Collected data
'''
PR #3076, opened 2025-05-28
lara: reorganise Lara structs

lahm86:
#### Checklist

#### Description

This reorganises `LARA_ARM`, `AMMO_INFO` and `LARA_INFO` to mark common properties for each, and renames some other properties and changes types to better match their purpose.

Only Lara is affected here so it'd be good to test save/load in various states, such as climbing, holding a flare, a different back gun being holstered and equipped, etc.

### DIFF
--- a/src/tr2/game/savegame/savegame_bson.c
+++ b/src/tr2/game/savegame/savegame_bson.c
@@ -1146,9 +1146,9 @@ static JSON_OBJECT *M_DumpLara(void)
         lara_obj, "grenade", M_DumpAmmo(&lara->grenade_ammo));
     JSON_ObjectAppendObject(lara_obj, "m16", M_DumpAmmo(&lara->m16_ammo));
 
-    if (lara->weapon_item != NO_ITEM) {
+    if (lara->gun_item_num != NO_ITEM) {
         JSON_OBJECT *const weapon_obj = JSON_ObjectNew();
-        const ITEM *const weapon_item = Item_Get(lara->weapon_item);
+        const ITEM *const weapon_item = Item_Get(lara->gun_item_num);
         JSON_ObjectAppendInt(
             weapon_obj, "obj_id", Object_MakeGameID(weapon_item->object_id));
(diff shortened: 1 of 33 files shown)


src/tr2/game/savegame/savegame_bson.c
```diff
@@ -1193,33 +1191,31 @@ static bool M_LoadLara(JSON_OBJECT *const lara_obj)
...
         JSON_ObjectGetInt(lara_obj, "mesh_effects", lara->mesh_effects);
     lara->water_surface_dist = JSON_ObjectGetInt(
         lara_obj, "water_surface_dist", lara->water_surface_dist);
 
-    lara->flare_control_left = JSON_ObjectGetBool(
-        lara_obj, "flare_control_left", lara->flare_control_left);
-    lara->flare_control_right = JSON_ObjectGetBool(
-        lara_obj, "flare_control_right", lara->flare_control_right);
+    lara->flare.control =
+        JSON_ObjectGetBool(lara_obj, "flare_control", lara->flare.control);
```
rr-: I noticed that we don't refer to the previous `flare_control_left` value. I don't mind removing it altogether if it has no consequences on the current saves, but if it creates problems, I'd add a fallback reading of the previous property with a note at which version we stopped supporting this.

lahm86: Good catch, thank you. That was a mistake, I didn't want to change any of the existing JSON names but this one slipped. Reverted.

rr- (approved):
Thanks. As far as I understand, the miss/hits counter still work via RESUME_INFO right? And the properties in AMMO_INFO were redundant.

lahm86:
> Thanks. As far as I understand, the miss/hits counter still work via RESUME_INFO right? And the properties in AMMO_INFO were redundant.

Yes, although they were incremented in the code, their values were never referenced. The `Stats_AddAmmoUsed` and `Stats_AddAmmoHits` take care of it all with `RESUME_INFO` and it's identical in both games 😌

aredfan (approved):

PR #3079, opened 2025-05-28
const: remove game-specific global const headers

lahm86:
#### Checklist

#### Description

The global `const.h` files are now removed from each game and all remaining relevant values moved to more appropriate modules. There are a few I wasn't quite sure where was best to place them, so LMK if you think these (or any others) have a better home. These are the ones in:

- `src/tr2/game/output.h` (some of these are unused but I think they may be linked to semi-transparency so I've left them all in place)
- `src/tr2/game/render/common.h`

An additional point is TR1's const file had a fix for using `strdup` with a VS compiler. I'm pretty sure that's no longer relevant as we don't use that function anywhere, nor do we compile in VS.

The only main point to test would be the boat's sound effects in TR2, as I've adjusted this to pitch shift in a similar way to how the skidoo does it, but it should be an identical result.


src/tr1/game/output/meshes/common.h
```diff
@@ -36,6 +36,7 @@
 #define VERT_NO_LIGHTING 0b0000'1000 // = 0x08
 #define VERT_SPRITE      0b0001'0000 // = 0x10
 // clang-format on
+#define NO_VERT_MOVE 0x2000
```
rr-: IMO this belongs to level/const.h more than it does here.

src/libtrx/include/libtrx/game/const.h
```diff
@@ -3,9 +3,13 @@
 #include "./math/const.h"
 
 #define LOGIC_FPS 30
+#define TICKS_PER_FRAME 2
 
 #define DONT_TARGET (-16384)
 
+#define PHD_ONE 0x10000
+#define PHD_HALF 0x100
```
rr-: Let's move these to `output.h` and leave a TODO to get them removed.

src/tr1/game/inventory_ring/control.c
```diff
@@ -31,6 +31,10 @@
 #define INV_RING_FADE_TIME_FAST                                                \
     (INV_RING_CLOSE_FRAMES / INV_RING_FRAMES / (double)LOGIC_FPS)
 #define INV_RING_FADE_TIME_TITLE_FINISH 0.25
+#define M_RINGSWITCH_FRAMES (96 / 2)
```
rr-: Nitpick: `M_RING_SWITCH`.
Also while we're touching this module let's consider converting other defines here to follow `M_`.

src/tr1/game/level.c
```diff
@@ -8,14 +8,14 @@
 #include "game/objects/creatures/mutant.h"
 #include "game/objects/creatures/pierre.h"
 #include "game/output.h"
+#include "game/output/meshes/common.h"
```
rr-: If possible we should avoid this include – it's bad enough that we're making level.c depend on output.c…

src/tr2/game/output.h
```diff
@@ -6,6 +6,18 @@
...
+#define SPRITE_REL 0x00000000
+#define SPRITE_ABS 0x01000000
+#define SPRITE_SEMI_TRANS 0x02000000
+#define SPRITE_SCALE 0x04000000
+#define SPRITE_SHADE 0x08000000
+#define SPRITE_TINT 0x10000000
+#define SPRITE_TRANS_HALF 0x00000000
+#define SPRITE_TRANS_ADD 0x20000000
+#define SPRITE_TRANS_SUB 0x40000000
+#define SPRITE_TRANS_QUARTER 0x60000000
```
rr-: These were borrowed from TR2Main – it's safe to delete all defines that aren't used.

src/tr2/game/render/common.h
```diff
@@ -7,6 +7,11 @@
 
 #include <stdint.h>
 
+#define SW_DETAIL_LOW (0 * WALL_L << W2V_SHIFT) // = 0
+#define SW_DETAIL_MEDIUM (3 * WALL_L << W2V_SHIFT) // = 50331648
+#define SW_DETAIL_HIGH (6 * WALL_L << W2V_SHIFT) // = 100663296
+#define SW_DETAIL_ULTRA (20 * WALL_L << W2V_SHIFT) // = 335544320
```
rr-, line 14: Let's put a note to get rid of this.

rr-:
BTW I think that lara/const.h is a bit too heavy now but we already have TODOs in place there.

lahm86:
Thanks, @rr- , should all be addressed.
I agree about Lara's consts. At least we can proceed from a single source now and filter them into better homes 😌

rr- (approved):

aredfan (approved):

PR #3082, opened 2025-05-29
inject: support embedded level injections

lahm86:
#### Checklist

#### Description

This adds support to the injection framework to accept a virtual file, which is put to use in level reading to detect when injections have been embedded at the end of regular level data.

I'm not particularly happy with `M_SkimLevel` in TR2 as it now has two purposes (initial secret loading count and to guess the layout), but equally I didn't want to duplicate the code here. WDYT? An alternative option is not to define a TRX version and just have the detection look for the additional data during `M_LoadFromFile`. Perhaps this is better as the "OG version" is technically the same.

I've uploaded a pair of test levels (`te-embedded-injections.zip`) generated from the linked TE PR. Lara should be able to traverse the vertical rooms there.

Ref: https://github.com/MontyTRC89/Tomb-Editor/pull/1038

### DIFF
--- a/src/libtrx/game/inject/common.c
+++ b/src/libtrx/game/inject/common.c
@@ -7,13 +7,12 @@
 #include "game/level.h"
 #include "game/rooms.h"
 #include "memory.h"
-#include "utils.h"
 
 #include <string.h>
 #include <zlib.h>
 
-#define INJECTION_MAGIC MKTAG('T', 'R', 'X', 'J')
-#define INJECTION_CURRENT_VERSION 2
+#define M_INJECTION_CURRENT_VERSION 2
+#define M_VIRTUAL_NAME "virtual_injection"
 
 static bool (*m_Testers[ITT_NUMBER_OF])(const INJECTION *injection) = {};
 static void (*m_Handlers[ICT_NUMBER_OF])(INJECTION_CHUNK chunk) = {};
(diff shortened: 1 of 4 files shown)


aredfan (approved):

rr- (commented):
Wdyt about a third approach where we keep the guess function as atomic and stateless, and have the secret loader be its own function? Like: guess, skim, load fully.

lahm86:
> Wdyt about a third approach where we keep the guess function as atomic and stateless, and have the secret loader be its own function? Like: guess, skim, load fully.

Sounds good, I'll try that out.

lahm86:
I've separated the guessing and skimming, and there is a bit of duplication now, although it's better I think that there is the separation. The skimming does more direct skips than trying/failing, so it assumes that layout guessing has done the work already. WDYT?

rr- (approved):
LGTM. I think this code is pretty maintainable as .phd/.tr2 will not change. (It's a different matter if we talk about shaping it to support saturn / ps1 level files, but we have too little knowledge to tackle this just yet.)

WDYT about creating a strategy pattern for various level files, similar for bson/dat savegames, that would be able to read both .phd and .tr2 files at runtime without `#ifdef`?

lahm86:
Strategies sound like a great way forward 😌 I'll make a note of this.

PR #3096, opened 2025-05-31
decomp/flares: split and refactor logic

lahm86:
#### Checklist

#### Description

This splits the original main logic for flares into the `flare_item.c` module and a new module in `lara/flare.c`. Lara's module deals only with flares in her hand and her animations/state around that; the item module deals only with thrown/dropped flares. There are a few shared functions in the item module that both use, I felt this was the best place for them.

Some minor logic/control changes:
- `gun.c` now has no dealings with flare frame numbers, instead passing control to `lara/flare.c` when appropriate
- `Flare_Create` is now `Lara_Flare_Dispose` and it will handle resetting Lara's hand mesh and control flag (the latter only if not thrown). So this allows a few less additional calls elsewhere.

For testing, general flare checks would be good to try out, but in particular checking behaviour in these cases would be great:
- Mounting a skidoo/boat with a flare lit
- Lighting one on the boat
- Throwing flares (check Lara's hand)
- Having a flare lit and drawing a weapon
- For good measure, it'd be ideal to check save/load, including legacy saves

Thanks!


rr- (approved):
Thanks!

aredfan (approved):

PR #3105, opened 2025-06-01
music: raise slot limit and remove track shifting

### LINKED ISSUE #3100: Feature request: remove music ID shifting
Remove the hard-coded music track ID shifting logic to avoid having to manually work out track numbers when building levels. Provide suitable injections for OG to fix music triggers.

### LINKED ISSUE #3101: Feature request: raise music slot limit
Currently both games are limited to 64 tracks (give or take a few that are skipped). Investigate if the limit can be raised (e.g. check savegame support re flags).

lahm86:
Resolves #3100.
Resolves #3101.

#### Checklist

#### Description

This raises the music track slot limit to 1024 for both TR1 and TR2 (the maximum possible given floor data layout).

In addition, TR2 no longer shifts music track numbers, so whichever track ID is given to it will be played directly just like TR1. OG levels have injections to change the corresponding triggers; TRLE builders can manually change their levels as necessary. There is backward compatibility in place for legacy saves (including TR2X saves made before this version) to restore music track flags (i.e.  one-shot music shouldn't play again if crossing a trigger after load) and to restore the current playing music track and position if applicable.

Ref: https://github.com/LostArtefacts/TRXInjectionTool/pull/60


src/tr2/game/savegame/savegame_bson.c
```diff
@@ -366,6 +368,9 @@ static bool M_LoadMusic(
         }
     }
 
+    current_track = M_ConvertMusicTrack(current_track, header_version);
+    ambient_track = M_ConvertMusicTrack(ambient_track, header_version);
```
rr-, line 374: Let's include a comment that explains which game versions this fix is applicable for so that we can remove this once sufficient time has passed.

src/libtrx/game/music/backend_cdaudio.c
```diff
@@ -139,7 +141,7 @@ static int32_t M_Play(
 
     const int32_t track_idx = track_id - 1;
     const M_CDAUDIO_TRACK *track = &data->tracks[track_idx];
-    if (track_idx < 0 || track_idx >= MAX_MUSIC_TRACKS) {
+    if (track_idx < 0 || track_idx >= LEGACY_MAX_MUSIC_TRACKS) {
```
rr-: I think we can infer the number of track from the `cdaudio.dat` structure.

src/tr2/game/savegame/savegame_legacy.c
```diff
@@ -849,8 +849,9 @@ static bool M_LoadFromFile(MYFILE *const fp)
         Room_SetFlipSlotFlags(i, M_ReadS8() << 8);
     }
 
-    for (int32_t i = 0; i < MAX_MUSIC_TRACKS; i++) {
-        Music_SetTrackFlags(i, M_ReadU16());
+    for (int32_t i = 0; i < LEGACY_MAX_MUSIC_TRACKS; i++) {
```
rr-: After we remove the dependency on `LEGACY_MAX_MUSIC_TRACKS` in the CDAudio backend, we can make this a module local.

rr- (commented):
Good work. Thank you. Just some proposals that will let us eclipse the mapping quicker.

lahm86:
Thanks, @rr-. Updated.

src/libtrx/game/music/backend_cdaudio.c
```diff
@@ -40,7 +41,8 @@ static bool M_Parse(M_BACKEND_DATA *const data)
         return false;
     }
 
-    data->tracks = Memory_Alloc(sizeof(M_CDAUDIO_TRACK) * MAX_MUSIC_TRACKS);
+    data->num_tracks = track_content_size / sizeof(M_CDAUDIO_TRACK);
```
rr-: I don't think this is right – `cdaudio.dat` is a text file, and while it may be a good enough heuristic I'd rather not combine these units. We'll likely need to iterate through the text once, extract max track ID, allocate and re-parse.
EDIT: or we can just use a vector and grow it dynamically!

lahm86: Oops, so it is. I don't know why I thought it was flat binary 😄 Will adjust.

aredfan (approved):

src/libtrx/game/music/backend_cdaudio.c
lahm86: Updated - we use a vector while parsing, then we allocate to the backend data before continuing as before with the logic to reindex as necessary.

rr- (approved):

PR #3115, opened 2025-06-06
lara/col: begin collision routine merger

lahm86:
#### Checklist

#### Description

This gets the groundwork in place for beginning to merge Lara's collision routines in TRX.  Calling the routine is handled now in one place in TRX, allowing us to define the function pointer array in the same place. I've eliminated the "empty" routine and have merged the default one as a start.

In other commits I've removed several duplicates, such as many different states having their own function, which then just call some other function. These commits are separate for clarity.


rr- (approved):
LGTM. Eventually it'd be nice to see `Lara_Col_*` become module-level functions, though I'm not sure how feasible that strategy is when it comes to supporting more games.

lahm86:
> LGTM. Eventually it'd be nice to see `Lara_Col_*` become module-level functions, though I'm not sure how feasible that strategy is when it comes to supporting more games.

I think that should be doable with this, they're only referenced from the array as-is anyway so provided that this is configured correctly wrt the enum, we should be in a good place 😌

aredfan (approved):

PR #3128, opened 2025-06-08
lara/col: split col module

lahm86:
#### Checklist

#### Description

Splits Lara's collision module into four smaller ones, loosely grouping the routines based on environment. I think this is better, although I had to expose a couple of shared utility functions, but I think that's OK.


aredfan (approved):

src/libtrx/include/libtrx/game/lara/enum.h
```diff
@@ -111,12 +111,14 @@ typedef enum {
...
     LS_KICK          = 69,
     LS_ZIPLINE       = 70,
+    LS_NUMBER_OF     = 71,
 #elif TR_VERSION    == 1
     LS_CONTROLLED    = 56,
     LS_TWIST         = 57,
     LS_WATER_ROLL    = 58,
     LS_WADE          = 59,
     LS_RESPONSIVE    = 60,
+    LS_NUMBER_OF     = 61,
```
rr-: Maybe we could declare this without the value outside of `#endif`? Though that technique is known to be problematic if there are enum aliases present just before the `*_NUMBER_OF` declaration.

rr- (approved):
LGTM. Thanks. It looks so good now.

src/libtrx/include/libtrx/game/lara/enum.h
lahm86: Thanks, done. I think we should be OK with this enum as they're all unique and I _think_ should continue to be as we move forward (famous last words). But if we do need to introduce aliases it's an easy one to revert.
'''
What you are asked to do
Where the string "aliases" turns up in a line of the data above, copy that whole line.

Your response
rr-: Maybe we could declare this without the value outside of `#endif`? Though that technique is known to be problematic if there are enum aliases present just before the `*_NUMBER_OF` declaration.
lahm86: Thanks, done. I think we should be OK with this enum as they're all unique and I _think_ should continue to be as we move forward (famous last words). But if we do need to introduce aliases it's an easy one to revert.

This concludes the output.